The work of Richard Evans Schultes has been


revolutionary to both modern medicine and human culture
itself. Though his name may not be recognized by most, his
work in the Amazonian rainforests during the 40’s and 50’s
affects the whole world to this day. During his career, he
laid the foundation for modern surgical techniques,
initiated the psychedelic counterculture of the 60’s, and
fathered a newly emerging form of scientific exploration –
Ethnobotany, the study of the relationship between plants
and humans.
A New England native, his interest in plants began on
his uncles Massachusetts farm, pressing specimen in an
encyclopedia and slowly collecting and learning about the
local flora. He grew up and was schooled in East Boston.
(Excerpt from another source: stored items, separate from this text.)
PR #30921, opened 2024-10-16
opentelemetry-plugin-nginx-compat: Remove dependency on main package

wlynch:
This allows the compat package to be used with either the full library or nodeps variants (alternatively we can create a `-nodeps-compat` variant as well).

Related: https://github.com/chainguard-dev/image-requests/issues/4407


Aditvil-Dev:
Did you try to test it locally for image tests?

EyeCantCU (approved):
This is correct, and typically how we handle compat packages

PR #30941, opened 2024-10-16
vitess-20: start version stream and reduce package size by splitting binaries to subpkg

Dentrax:
See: https://vitess.io/docs/releases/

* Upstream maintain multiple major versions, so it should be version-streamed.
* Upstream doesn't use all binaries, so get rid of some them to reduce package size
* Use `go/build` pipeline

### DIFF
--- a/vitess-20.yaml
+++ b/vitess-20.yaml
@@ -6,6 +6,8 @@ package:
   copyright:
     - license: Apache-2.0
   dependencies:
+    provides:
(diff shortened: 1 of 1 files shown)


jamonation:
I think this needs some provides for the main and subpackages since it is version streamed now?

jamonation (approved):

developer-guy (approved):

PR #30942, opened 2024-10-16
fix(provides): do not provide default jvm/jdks

dakaneye:


mattmoor (dismissed):

withdrawn-packages.txt
```diff
@@ -10,3 +10,4 @@ modelmesh-runtime-adapter-torchserve-adapter-0.12.0-r1.apk
 modelmesh-runtime-adapter-puller-0.12.0-r1.apk
 modelmesh-runtime-adapter-ovms-adapter-0.12.0-r1.apk
 modelmesh-runtime-adapter-triton-adapter-0.12.0-r1.apk
+openjdk-24-24-r0.apk
```
xnox, line 13: this will not do much, did you mean to withdraw all -r0 packages? all packages that had undesired provides? As in you need to list them all i.e. openjdk-24-default-jvm-24-r0.apk and so on.

Also we should look into adding provider-priorities and add back provides, but once all version streams have priority set on them.

dakaneye: ah ok didn't realize it needed all subpackages as well

xnox: it is individual apk withdrawals from index, there is no magic to it, nor does it have ability to reference old melange files to figure out what was or wasn't build by old melange yaml.

xnox (approved):

PR #30995, opened 2024-10-17
Updated commons-io dependency in required opensearch-2 subpackages: GHSA-78wr-2p64-hpwj

jamie-albert:
This is a more complicated package build than what is regularly seen, opensearch-2 has many plugins that exist in both its own repository and outside of it. For example one of the commons-io vulnerabilities is brought in via [performance-analyzer-rca](https://github.com/opensearch-project/performance-analyzer-rca) however performance-analyzer-rca is built as part of the [performance-analyzer
](https://github.com/opensearch-project/performance-analyzer) (Different repo) build process and requires injecting a patch into the build.gradle that references another patch.

### DIFF
--- a/opensearch-2.yaml
+++ b/opensearch-2.yaml
@@ -5,7 +5,7 @@
 package:
   name: opensearch-2
   version: 2.17.1
-  epoch: 0
+  epoch: 1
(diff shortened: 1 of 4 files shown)


philroche (approved):
neat

PR #31030, opened 2024-10-17
pdfcpu: new package

hbh7:
Gotenberg now wants pdfcpu as a dependency with their latest version update. This adds the package so the following PR can be resolved. 

Related: https://github.com/chainguard-dev/enterprise-packages/pull/8477

#### For new package PRs only

- [ ] This PR links to the upstream project's support policy (pdfcpu is NOT present on `endoflife.date`)

### DIFF
--- a/pdfcpu.yaml
+++ b/pdfcpu.yaml
@@ -7,9 +7,19 @@ package:
     - license: Apache-2.0
 
 pipeline:
-  - uses: go/install
+  - uses: git-checkout
     with:
-      package: github.com/pdfcpu/pdfcpu/cmd/pdfcpu@v${{package.version}}
+      repository: https://github.com/pdfcpu/pdfcpu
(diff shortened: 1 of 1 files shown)


pdfcpu.yaml
```diff
@@ -0,0 +1,24 @@
+package:
+  name: pdfcpu
+  version: 0.8.1
+  epoch: 0
+  description: A Go PDF processor and CLI
+  copyright:
+    - license: Apache-2.0
+
+pipeline:
+  - uses: go/install
```
ajayk, line 10: can we switch to go/build instead and ad the necessary build instructions here 
```suggestion
  - uses: go/build
```

hbh7: Sure, I'll swap it shortly.

ajayk (approved):

PR #31162, opened 2024-10-18
vitess: withdrawn old versions

Dentrax:
Now its renamed to `vitess-20.0`, old packages creates non-exist symlinks under `/vt/bin/*` when installing with `apk add vitess vitess-compat`, since it fetches `20.0.2-r5` instead of `(20.0.2-r1)`.


kranurag7 (approved):
looks good to me, we already have [provides in vitess-20.0](https://github.com/wolfi-dev/os/blob/main/vitess-20.0.yaml) so removing this would work when adding `apk add vitess vitess-compat` 
 

thanks!!

PR #31194, opened 2024-10-18
openssf-compiler-options: add -Wno-hardened to avoid causing problems…

justinvreeland:
… with redefined FORTIFY_SOURCE

Remove lines adding this manually from ruby.

### DIFF
--- a/openssf-compiler-options.yaml
+++ b/openssf-compiler-options.yaml
@@ -1,7 +1,7 @@
 package:
   name: openssf-compiler-options
   version: 20240627
-  epoch: 3
+  epoch: 4
   description: "Compiler Options Hardening Guide for C and C++"
   url: https://best.openssf.org/Compiler-Hardening-Guides/Compiler-Options-Hardening-Guide-for-C-and-C++.html
   copyright:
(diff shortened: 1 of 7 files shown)


justinvreeland:
@xnox Thoughts? This is a persistent issue I find and some things like python packages (in particular py3-ml-metadata) seem to go out of their way to ignore options passed other ways.

xnox:
> @xnox Thoughts? This is a persistent issue I find and some things like python packages (in particular py3-ml-metadata) seem to go out of their way to ignore options passed other ways.

Yes please, as that's what Wno-error=hardened was supposed to do.

Unless I got the syntax wrong.

Plus many of them are false alarms too. Not adding blah because it was already specified to the same safe value because us or upstream were already doing best practice.

justinvreeland:
> Yes please, as that's what Wno-error=hardened was supposed to do.
Yeah judging from where I see this problem that turns off the error but it still keeps it as a warning then if they have `-Werr` the warning will cause an error : (. There's also a fair amount of failure from additional configure output which need to be entirely suppressed to work correctly.

gcc-13.yaml
```diff
@@ -28,6 +28,7 @@ environment:
       - make
       - mpc-dev
       - mpfr-dev
+      - openssf-compiler-options
       - patch
       - texinfo
```
xnox, line 33: Is this hunk intentional? Why no epoch bump?

xnox (dismissed):

gcc-13.yaml
justinvreeland: This is intentional.  I initially had more extensive gcc-13 changes but merged it into here to build successfully. I'll bump it.

justinvreeland: Actually I'll remove it and fix it in the gcc pr I already have.

xnox (approved):

PR #34897, opened 2024-11-21
Add php-8.4-memcached.yaml and php-8.4-redis.yaml.

smoser:
These were split from https://github.com/wolfi-dev/os/pull/34683 due to failing to pass c-i. that seemed to be due to the fact that these two packages depend on php-8.4-igbinary.

They're just copy and 'sed'it from the php-8.3-<module> name.

### DIFF
--- a/php-8.4-memcached.yaml
+++ b/php-8.4-memcached.yaml
@@ -1,0 +1,67 @@
+package:
+  name: php-8.4-memcached
+  version: 3.3.0
+  epoch: 0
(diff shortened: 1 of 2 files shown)


smoser:
once https://github.com/wolfi-dev/os/pull/34683 lands this should build with just a merge.

dannf (approved):
Yep, confirmed it is a simple sed + epoch reset.

PR #34944, opened 2024-11-22
rrdtool - do include lua5.4 libs, withdraw rrdtool-1.8.0-r0, other cleanups

smoser:
The thing that brought me here was that rrdtool was not co-installable with lua5.4, which didn't make any sense.  It was actually copying the installed lua5.4 libraries to the target (not building them).

The fixes here are then:
a. do not include lua5.4 itself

When he started his formal education at Harvard in 1933, he
considered his future to be in medicine. This direction
changed after he enrolled in Biology 104, "Plants and Human
Affairs”, a basic description for what one day would become
Ethnobotany. His curiosity about psychoactive plants was
piqued around this time. He did his undergraduate thesis on
the ritual usage of the Peyote cactus by traveling to
Oklahoma to take part in the Kiowa Indian rituals, he
himself using the drug. Later in his student tenure, he
traveled to Oaxaca, Mexico to learn of the then
unidentified substance known as Teonanacatl. In his studies,
he identified the substance in question as Panaeolis
sphinctrinus, a mushroom containing the psychoactive
chemical Psilocybin and just one of the many species known
today as “magic” mushrooms. After completing this study, he
used the information gained from his Mexican explorations
to complete his thesis on the useful plants of the Mazatek
Indians, a tribe native to Oaxaca.
His truly important work was begun after his 1941
graduation. He was simultaneously offered the position of
biology master for a New England school, and a grant from
the National Academy of Sciences to travel to South America.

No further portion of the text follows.